ACTIVITY:
Go through the listing below, count the lines that contain "invocation", and state the number alone.

[THE DATA — start]

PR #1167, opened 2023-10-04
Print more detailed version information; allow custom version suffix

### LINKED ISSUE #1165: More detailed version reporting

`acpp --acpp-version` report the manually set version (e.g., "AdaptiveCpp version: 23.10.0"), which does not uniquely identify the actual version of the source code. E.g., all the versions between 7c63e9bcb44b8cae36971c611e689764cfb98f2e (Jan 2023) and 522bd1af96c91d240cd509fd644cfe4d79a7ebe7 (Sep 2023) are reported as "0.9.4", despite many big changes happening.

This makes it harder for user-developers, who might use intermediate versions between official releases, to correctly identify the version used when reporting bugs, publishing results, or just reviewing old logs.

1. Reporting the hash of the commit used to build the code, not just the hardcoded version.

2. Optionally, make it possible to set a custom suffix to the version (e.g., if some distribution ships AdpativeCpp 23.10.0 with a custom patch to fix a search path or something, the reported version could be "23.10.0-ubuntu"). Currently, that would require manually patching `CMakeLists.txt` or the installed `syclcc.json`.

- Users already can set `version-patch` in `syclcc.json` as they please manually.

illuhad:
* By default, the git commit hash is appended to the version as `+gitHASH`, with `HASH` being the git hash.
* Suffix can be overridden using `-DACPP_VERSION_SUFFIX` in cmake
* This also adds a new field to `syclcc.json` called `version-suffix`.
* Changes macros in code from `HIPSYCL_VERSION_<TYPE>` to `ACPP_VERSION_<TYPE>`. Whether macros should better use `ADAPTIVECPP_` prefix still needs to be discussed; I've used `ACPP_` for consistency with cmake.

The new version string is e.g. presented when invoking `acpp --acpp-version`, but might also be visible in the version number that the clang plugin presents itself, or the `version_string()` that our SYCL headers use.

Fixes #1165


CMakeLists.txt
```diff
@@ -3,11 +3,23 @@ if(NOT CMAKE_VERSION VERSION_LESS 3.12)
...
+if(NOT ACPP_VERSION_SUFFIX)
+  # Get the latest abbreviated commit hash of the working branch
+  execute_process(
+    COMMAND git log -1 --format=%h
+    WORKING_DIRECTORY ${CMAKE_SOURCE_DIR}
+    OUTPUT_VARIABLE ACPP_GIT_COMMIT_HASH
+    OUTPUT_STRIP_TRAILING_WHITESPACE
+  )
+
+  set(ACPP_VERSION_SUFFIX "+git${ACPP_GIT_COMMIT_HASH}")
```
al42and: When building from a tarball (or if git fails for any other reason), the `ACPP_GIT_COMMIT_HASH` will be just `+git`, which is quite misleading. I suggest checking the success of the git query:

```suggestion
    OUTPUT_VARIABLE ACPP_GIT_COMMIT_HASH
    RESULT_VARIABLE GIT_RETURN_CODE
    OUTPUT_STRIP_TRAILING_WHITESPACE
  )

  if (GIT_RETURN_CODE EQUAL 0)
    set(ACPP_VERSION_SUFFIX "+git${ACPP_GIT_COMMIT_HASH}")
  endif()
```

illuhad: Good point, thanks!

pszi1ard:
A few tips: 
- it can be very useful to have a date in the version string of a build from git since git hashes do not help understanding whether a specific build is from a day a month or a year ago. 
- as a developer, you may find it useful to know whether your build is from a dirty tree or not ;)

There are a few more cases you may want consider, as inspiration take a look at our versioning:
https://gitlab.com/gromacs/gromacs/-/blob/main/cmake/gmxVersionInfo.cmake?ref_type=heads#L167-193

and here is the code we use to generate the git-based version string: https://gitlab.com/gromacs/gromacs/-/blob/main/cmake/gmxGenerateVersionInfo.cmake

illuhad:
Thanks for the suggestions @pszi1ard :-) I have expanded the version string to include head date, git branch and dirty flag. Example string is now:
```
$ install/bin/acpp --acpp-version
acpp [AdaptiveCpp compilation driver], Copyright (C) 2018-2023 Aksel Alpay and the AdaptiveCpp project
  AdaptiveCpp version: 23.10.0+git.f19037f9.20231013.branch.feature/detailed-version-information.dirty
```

[THE DATA — finish]
[THE DATA — start]

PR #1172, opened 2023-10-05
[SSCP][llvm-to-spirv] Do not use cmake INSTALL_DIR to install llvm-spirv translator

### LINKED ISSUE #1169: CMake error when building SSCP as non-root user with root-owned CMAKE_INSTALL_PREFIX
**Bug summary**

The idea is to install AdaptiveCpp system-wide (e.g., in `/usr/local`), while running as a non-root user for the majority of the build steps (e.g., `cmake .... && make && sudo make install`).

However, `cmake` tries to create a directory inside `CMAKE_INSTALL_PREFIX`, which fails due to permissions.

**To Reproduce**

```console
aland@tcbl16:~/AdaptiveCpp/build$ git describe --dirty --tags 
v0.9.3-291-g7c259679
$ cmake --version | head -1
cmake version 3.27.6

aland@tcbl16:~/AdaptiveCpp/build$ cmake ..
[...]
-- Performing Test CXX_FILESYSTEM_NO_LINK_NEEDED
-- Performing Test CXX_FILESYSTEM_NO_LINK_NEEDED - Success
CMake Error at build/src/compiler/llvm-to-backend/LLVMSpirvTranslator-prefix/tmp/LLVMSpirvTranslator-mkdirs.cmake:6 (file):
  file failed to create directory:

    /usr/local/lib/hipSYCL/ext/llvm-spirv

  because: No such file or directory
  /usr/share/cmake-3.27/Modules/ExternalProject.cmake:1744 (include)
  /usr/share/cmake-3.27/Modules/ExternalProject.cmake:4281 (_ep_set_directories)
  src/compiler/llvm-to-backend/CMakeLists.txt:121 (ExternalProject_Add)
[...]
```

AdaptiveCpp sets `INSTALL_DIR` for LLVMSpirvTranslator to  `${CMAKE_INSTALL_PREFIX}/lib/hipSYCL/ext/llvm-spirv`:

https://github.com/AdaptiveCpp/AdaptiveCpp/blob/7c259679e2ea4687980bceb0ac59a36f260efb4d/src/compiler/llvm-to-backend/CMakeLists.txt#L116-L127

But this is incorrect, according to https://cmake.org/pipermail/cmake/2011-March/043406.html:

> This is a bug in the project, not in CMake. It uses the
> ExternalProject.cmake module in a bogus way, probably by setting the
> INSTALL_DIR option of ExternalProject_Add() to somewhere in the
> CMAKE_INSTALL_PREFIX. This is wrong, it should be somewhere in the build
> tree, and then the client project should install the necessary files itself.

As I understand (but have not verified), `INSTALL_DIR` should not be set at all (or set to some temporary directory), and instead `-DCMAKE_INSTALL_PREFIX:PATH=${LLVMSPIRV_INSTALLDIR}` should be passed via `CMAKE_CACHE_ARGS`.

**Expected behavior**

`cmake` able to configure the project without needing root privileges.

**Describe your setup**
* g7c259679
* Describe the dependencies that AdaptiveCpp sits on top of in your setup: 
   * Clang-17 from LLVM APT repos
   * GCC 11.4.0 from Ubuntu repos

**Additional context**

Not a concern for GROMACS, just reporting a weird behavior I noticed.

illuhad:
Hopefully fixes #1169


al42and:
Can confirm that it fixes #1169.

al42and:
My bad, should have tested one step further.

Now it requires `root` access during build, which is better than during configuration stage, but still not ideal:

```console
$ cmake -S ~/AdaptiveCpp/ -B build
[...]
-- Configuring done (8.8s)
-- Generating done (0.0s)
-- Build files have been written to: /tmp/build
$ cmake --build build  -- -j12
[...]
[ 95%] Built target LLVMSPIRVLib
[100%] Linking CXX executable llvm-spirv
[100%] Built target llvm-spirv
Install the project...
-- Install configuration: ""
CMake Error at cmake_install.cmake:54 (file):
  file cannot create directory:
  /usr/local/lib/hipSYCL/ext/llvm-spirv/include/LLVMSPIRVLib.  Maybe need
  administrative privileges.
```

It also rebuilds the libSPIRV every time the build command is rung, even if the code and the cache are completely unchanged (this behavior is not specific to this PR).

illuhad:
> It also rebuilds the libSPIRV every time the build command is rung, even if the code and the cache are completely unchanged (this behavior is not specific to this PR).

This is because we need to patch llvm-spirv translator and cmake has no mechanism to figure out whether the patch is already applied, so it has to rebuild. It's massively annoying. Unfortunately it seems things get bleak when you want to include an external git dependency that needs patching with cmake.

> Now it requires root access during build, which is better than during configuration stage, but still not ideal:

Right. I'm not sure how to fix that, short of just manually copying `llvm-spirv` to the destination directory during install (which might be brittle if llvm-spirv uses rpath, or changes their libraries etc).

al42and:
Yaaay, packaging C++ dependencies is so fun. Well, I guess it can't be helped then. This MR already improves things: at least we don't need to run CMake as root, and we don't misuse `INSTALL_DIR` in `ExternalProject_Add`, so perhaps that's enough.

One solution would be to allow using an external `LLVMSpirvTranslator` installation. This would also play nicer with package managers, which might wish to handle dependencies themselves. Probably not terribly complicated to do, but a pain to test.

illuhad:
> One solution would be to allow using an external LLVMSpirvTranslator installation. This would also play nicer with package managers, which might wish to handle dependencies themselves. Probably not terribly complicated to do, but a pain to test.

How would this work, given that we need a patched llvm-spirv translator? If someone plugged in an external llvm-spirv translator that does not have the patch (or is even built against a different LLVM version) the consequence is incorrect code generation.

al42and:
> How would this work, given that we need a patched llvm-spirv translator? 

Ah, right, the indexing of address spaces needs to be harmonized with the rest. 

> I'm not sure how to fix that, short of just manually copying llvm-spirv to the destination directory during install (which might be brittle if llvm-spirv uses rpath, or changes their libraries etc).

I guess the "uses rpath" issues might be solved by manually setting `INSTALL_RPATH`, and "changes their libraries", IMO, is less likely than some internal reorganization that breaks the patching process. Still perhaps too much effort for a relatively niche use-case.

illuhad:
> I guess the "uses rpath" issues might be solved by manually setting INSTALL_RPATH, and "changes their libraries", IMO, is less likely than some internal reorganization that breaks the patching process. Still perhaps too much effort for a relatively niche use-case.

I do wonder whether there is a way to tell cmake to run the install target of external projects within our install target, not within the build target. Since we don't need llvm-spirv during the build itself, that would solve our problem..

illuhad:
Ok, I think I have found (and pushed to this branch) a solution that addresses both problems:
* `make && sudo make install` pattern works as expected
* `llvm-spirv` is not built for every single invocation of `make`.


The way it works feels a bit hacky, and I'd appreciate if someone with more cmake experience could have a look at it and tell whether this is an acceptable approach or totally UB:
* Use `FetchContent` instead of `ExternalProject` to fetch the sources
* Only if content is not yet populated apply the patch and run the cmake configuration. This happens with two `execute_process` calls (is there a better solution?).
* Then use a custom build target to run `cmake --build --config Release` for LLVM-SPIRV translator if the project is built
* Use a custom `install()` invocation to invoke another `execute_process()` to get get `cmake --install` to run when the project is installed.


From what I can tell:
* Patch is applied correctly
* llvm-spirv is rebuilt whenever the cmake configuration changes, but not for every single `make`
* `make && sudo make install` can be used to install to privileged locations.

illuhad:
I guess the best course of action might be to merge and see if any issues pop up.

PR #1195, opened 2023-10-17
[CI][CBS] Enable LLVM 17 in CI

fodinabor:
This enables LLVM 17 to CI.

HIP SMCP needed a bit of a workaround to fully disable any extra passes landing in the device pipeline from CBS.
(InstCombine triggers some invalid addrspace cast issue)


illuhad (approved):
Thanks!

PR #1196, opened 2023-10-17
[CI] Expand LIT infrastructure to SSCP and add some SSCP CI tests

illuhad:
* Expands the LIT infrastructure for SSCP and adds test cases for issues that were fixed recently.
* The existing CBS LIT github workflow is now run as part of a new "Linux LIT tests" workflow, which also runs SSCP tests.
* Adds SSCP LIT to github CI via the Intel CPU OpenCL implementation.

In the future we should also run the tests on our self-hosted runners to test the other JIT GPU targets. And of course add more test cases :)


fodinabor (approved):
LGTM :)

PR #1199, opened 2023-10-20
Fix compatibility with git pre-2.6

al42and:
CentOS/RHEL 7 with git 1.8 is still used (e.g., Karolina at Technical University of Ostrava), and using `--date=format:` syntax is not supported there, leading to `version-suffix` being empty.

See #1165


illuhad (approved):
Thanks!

[THE DATA — finish]
[THE DATA — start]

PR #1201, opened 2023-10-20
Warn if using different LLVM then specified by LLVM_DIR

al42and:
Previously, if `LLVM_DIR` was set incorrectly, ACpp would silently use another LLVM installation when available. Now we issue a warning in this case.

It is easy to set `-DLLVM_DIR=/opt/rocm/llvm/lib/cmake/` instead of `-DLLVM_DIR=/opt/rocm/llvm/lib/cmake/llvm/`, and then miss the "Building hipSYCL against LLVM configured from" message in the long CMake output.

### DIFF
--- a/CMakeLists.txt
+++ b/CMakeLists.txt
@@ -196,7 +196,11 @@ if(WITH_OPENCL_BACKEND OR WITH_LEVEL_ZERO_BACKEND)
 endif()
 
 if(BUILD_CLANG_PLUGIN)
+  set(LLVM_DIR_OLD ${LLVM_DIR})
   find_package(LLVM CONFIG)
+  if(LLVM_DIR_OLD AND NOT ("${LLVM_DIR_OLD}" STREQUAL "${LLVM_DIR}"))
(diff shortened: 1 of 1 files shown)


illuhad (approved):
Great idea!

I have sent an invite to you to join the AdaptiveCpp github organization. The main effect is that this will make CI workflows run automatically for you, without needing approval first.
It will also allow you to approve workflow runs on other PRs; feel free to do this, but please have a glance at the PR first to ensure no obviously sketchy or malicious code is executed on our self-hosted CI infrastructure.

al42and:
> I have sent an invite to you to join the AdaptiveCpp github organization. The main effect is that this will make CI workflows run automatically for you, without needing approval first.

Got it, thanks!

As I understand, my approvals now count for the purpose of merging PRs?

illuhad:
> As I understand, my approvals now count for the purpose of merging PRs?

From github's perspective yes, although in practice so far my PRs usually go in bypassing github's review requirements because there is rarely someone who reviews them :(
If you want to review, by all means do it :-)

[THE DATA — finish]

EXERCISE ANSWER:
2